WORK ITEM »
Run through the records and, wherever a line holds the word "some", return that line.

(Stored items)
——
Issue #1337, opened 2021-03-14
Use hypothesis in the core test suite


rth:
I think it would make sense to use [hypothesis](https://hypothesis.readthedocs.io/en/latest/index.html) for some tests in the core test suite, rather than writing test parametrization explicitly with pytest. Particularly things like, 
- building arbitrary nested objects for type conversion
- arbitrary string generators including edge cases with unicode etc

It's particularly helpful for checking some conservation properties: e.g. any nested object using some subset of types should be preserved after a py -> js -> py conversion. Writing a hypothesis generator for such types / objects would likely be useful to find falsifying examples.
——
YOUR SOLUTION »
I think it would make sense to use [hypothesis](https://hypothesis.readthedocs.io/en/latest/index.html) for some tests in the core test suite, rather than writing test parametrization explicitly with pytest. Particularly things like, 
It's particularly helpful for checking some conservation properties: e.g. any nested object using some subset of types should be preserved after a py -> js -> py conversion. Writing a hypothesis generator for such types / objects would likely be useful to find falsifying examples.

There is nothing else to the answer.